# Exercise aim:
Exactly the lines from the top of the records below through the one containing "Additionally, upon the" must be set down, with no line added or dropped.

(Collected data entries)
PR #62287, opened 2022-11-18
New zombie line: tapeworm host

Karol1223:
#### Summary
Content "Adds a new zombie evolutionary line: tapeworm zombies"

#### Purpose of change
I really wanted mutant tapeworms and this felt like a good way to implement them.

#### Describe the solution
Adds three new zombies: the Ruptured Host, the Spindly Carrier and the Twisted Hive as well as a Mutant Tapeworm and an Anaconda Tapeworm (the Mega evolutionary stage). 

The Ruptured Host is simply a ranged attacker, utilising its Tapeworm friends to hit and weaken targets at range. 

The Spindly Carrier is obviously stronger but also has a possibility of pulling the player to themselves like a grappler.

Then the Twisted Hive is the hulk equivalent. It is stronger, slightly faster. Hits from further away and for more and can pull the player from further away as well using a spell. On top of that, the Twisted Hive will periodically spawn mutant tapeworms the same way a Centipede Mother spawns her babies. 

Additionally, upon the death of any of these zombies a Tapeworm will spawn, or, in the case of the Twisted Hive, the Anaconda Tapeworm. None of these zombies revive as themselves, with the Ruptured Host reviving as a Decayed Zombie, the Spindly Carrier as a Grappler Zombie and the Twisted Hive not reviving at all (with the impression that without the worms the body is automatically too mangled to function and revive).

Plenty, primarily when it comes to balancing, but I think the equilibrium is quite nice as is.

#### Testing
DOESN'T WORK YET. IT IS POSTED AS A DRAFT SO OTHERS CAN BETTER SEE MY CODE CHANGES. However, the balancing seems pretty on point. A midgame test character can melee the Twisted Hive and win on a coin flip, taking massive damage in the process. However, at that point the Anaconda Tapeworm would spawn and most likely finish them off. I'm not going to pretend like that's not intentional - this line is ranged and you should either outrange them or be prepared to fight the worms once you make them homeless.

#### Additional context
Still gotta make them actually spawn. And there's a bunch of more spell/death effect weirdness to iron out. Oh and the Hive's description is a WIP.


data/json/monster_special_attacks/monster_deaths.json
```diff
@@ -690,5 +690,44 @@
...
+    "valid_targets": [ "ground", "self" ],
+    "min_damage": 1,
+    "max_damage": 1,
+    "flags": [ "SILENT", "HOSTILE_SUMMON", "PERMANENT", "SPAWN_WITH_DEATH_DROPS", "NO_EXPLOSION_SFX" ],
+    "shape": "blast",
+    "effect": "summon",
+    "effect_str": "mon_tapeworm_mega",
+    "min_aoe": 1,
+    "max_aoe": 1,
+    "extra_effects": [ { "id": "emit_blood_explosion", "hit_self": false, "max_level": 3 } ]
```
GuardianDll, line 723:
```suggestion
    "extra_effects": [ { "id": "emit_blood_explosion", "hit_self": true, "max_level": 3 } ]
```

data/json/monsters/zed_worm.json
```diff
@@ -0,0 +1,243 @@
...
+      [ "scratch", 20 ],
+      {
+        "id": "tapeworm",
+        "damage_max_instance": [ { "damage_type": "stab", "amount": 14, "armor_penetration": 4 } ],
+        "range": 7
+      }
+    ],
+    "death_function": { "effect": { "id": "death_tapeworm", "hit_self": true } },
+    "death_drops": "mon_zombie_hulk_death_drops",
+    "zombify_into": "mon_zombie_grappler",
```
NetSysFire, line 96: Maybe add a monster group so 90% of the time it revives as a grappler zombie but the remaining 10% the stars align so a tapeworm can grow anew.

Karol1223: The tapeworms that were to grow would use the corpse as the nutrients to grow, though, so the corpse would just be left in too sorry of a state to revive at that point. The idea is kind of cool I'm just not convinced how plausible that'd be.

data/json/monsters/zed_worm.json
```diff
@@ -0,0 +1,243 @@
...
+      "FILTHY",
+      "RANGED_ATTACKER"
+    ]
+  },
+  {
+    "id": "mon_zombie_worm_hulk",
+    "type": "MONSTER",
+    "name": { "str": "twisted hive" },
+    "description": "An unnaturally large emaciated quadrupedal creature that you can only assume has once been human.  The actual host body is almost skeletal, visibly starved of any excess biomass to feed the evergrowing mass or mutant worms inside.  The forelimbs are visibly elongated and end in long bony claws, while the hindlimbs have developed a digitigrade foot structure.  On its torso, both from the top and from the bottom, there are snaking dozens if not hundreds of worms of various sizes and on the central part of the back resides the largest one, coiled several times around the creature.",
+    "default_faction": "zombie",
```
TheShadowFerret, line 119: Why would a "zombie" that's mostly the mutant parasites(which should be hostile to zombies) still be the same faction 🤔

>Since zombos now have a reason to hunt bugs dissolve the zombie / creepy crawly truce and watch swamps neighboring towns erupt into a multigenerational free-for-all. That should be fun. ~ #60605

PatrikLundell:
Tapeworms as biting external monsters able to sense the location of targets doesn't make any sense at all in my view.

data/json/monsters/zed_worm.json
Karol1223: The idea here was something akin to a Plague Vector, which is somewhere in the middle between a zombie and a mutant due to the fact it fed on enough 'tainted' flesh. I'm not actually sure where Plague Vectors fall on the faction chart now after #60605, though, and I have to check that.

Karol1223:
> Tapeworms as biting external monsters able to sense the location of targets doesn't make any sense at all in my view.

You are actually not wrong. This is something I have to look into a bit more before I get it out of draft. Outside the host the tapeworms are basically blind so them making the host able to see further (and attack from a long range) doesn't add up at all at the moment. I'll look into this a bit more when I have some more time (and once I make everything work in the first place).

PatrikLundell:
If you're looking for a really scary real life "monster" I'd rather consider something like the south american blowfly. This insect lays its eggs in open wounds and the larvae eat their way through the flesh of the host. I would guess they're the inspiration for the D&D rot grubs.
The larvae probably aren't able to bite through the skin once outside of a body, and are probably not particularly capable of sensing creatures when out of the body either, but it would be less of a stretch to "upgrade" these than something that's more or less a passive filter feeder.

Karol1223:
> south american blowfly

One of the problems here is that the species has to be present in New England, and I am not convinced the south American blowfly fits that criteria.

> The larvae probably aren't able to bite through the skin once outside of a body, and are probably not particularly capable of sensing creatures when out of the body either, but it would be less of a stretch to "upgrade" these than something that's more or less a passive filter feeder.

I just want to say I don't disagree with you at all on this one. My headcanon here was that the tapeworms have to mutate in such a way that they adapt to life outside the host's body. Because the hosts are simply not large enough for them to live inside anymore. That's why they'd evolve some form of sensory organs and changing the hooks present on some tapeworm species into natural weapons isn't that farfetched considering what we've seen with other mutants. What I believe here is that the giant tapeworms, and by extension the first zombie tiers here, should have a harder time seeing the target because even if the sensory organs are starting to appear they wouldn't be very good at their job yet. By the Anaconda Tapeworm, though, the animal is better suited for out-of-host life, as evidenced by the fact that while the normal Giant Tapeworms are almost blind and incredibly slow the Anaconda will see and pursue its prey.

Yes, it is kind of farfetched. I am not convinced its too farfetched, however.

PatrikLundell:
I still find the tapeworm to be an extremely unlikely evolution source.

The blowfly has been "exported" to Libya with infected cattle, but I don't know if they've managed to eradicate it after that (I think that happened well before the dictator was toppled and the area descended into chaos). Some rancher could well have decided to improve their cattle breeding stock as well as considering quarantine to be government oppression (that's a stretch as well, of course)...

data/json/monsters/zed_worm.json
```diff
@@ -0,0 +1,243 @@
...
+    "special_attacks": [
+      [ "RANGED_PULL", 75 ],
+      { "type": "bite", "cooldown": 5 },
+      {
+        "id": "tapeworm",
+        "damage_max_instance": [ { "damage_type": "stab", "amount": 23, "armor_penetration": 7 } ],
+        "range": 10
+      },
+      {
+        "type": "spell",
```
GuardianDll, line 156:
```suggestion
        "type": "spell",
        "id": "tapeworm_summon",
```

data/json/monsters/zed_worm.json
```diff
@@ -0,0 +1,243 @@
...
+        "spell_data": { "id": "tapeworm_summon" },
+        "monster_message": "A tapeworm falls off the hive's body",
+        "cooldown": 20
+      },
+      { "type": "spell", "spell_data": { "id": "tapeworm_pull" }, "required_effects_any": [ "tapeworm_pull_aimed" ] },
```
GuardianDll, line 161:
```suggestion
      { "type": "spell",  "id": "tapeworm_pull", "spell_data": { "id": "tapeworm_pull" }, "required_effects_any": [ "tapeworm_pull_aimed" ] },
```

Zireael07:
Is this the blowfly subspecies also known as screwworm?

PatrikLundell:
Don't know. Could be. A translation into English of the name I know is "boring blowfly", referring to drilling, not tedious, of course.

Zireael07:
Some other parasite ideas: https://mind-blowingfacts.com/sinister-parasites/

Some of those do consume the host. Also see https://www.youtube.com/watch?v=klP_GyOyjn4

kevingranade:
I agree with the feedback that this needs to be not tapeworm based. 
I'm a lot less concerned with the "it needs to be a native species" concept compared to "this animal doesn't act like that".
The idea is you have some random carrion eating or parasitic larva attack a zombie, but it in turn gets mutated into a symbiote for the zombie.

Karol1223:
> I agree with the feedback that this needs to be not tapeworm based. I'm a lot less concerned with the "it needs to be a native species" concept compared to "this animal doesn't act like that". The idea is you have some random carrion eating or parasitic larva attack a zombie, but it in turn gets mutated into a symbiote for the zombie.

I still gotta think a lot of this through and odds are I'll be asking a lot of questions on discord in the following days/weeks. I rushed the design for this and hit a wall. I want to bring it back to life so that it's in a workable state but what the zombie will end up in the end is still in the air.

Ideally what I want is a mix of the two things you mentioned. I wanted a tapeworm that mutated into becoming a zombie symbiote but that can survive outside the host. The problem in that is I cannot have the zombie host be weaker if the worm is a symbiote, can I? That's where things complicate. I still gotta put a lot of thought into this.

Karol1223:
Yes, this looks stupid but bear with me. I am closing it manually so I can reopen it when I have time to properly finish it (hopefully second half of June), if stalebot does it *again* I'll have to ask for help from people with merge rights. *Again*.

# Result:
PR #62287, opened 2022-11-18
New zombie line: tapeworm host

Karol1223:
#### Summary
Content "Adds a new zombie evolutionary line: tapeworm zombies"

#### Purpose of change
I really wanted mutant tapeworms and this felt like a good way to implement them.

#### Describe the solution
Adds three new zombies: the Ruptured Host, the Spindly Carrier and the Twisted Hive as well as a Mutant Tapeworm and an Anaconda Tapeworm (the Mega evolutionary stage). 

The Ruptured Host is simply a ranged attacker, utilising its Tapeworm friends to hit and weaken targets at range. 

The Spindly Carrier is obviously stronger but also has a possibility of pulling the player to themselves like a grappler.

Then the Twisted Hive is the hulk equivalent. It is stronger, slightly faster. Hits from further away and for more and can pull the player from further away as well using a spell. On top of that, the Twisted Hive will periodically spawn mutant tapeworms the same way a Centipede Mother spawns her babies. 

Additionally, upon the death of any of these zombies a Tapeworm will spawn, or, in the case of the Twisted Hive, the Anaconda Tapeworm. None of these zombies revive as themselves, with the Ruptured Host reviving as a Decayed Zombie, the Spindly Carrier as a Grappler Zombie and the Twisted Hive not reviving at all (with the impression that without the worms the body is automatically too mangled to function and revive).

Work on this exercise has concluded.